#### WHAT YOU ARE ASKED TO DO:
Search the records for the word "oneOf" and copy every line in which it occurs.

#### RECORDS FOR THE EXERCISE:

PR #28931, opened 2023-08-01
File-based CDK: fix flaky test (ignore order of oneOf in dict comparison)

clnoll:
Ignore order of oneOf in dict comparison.

### DIFF
--- a/airbyte-cdk/python/unit_tests/sources/file_based/test_scenarios.py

#### ANSWER:
File-based CDK: fix flaky test (ignore order of oneOf in dict comparison)
Ignore order of oneOf in dict comparison.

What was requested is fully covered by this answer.